ASSIGNED TASK: Please find all lines in the data that hold the string "with" and copy them.

EXERCISE MATERIAL below:

PR #29, opened 2020-08-21
Honor the existing resources quantity

pperiyasamy:
This commit ensures the quantities specified in the resources
are considered along with nri injecting resource based on the
network name annotation.
This way other applications (example: networkservicemesh) can
also request the device(s) from the same resource pool along
with resource requested for multus secondary network interface.

### DIFF
--- a/cmd/webhook/main.go
+++ b/cmd/webhook/main.go
@@ -39,6 +39,7 @@ func main() {
 	injectHugepageDownApi := flag.Bool("injectHugepageDownApi", false, "Enable hugepage requests and limits into Downward API.")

End of EXERCISE MATERIAL.

WRITTEN ANSWER:
are considered along with nri injecting resource based on the
with resource requested for multus secondary network interface.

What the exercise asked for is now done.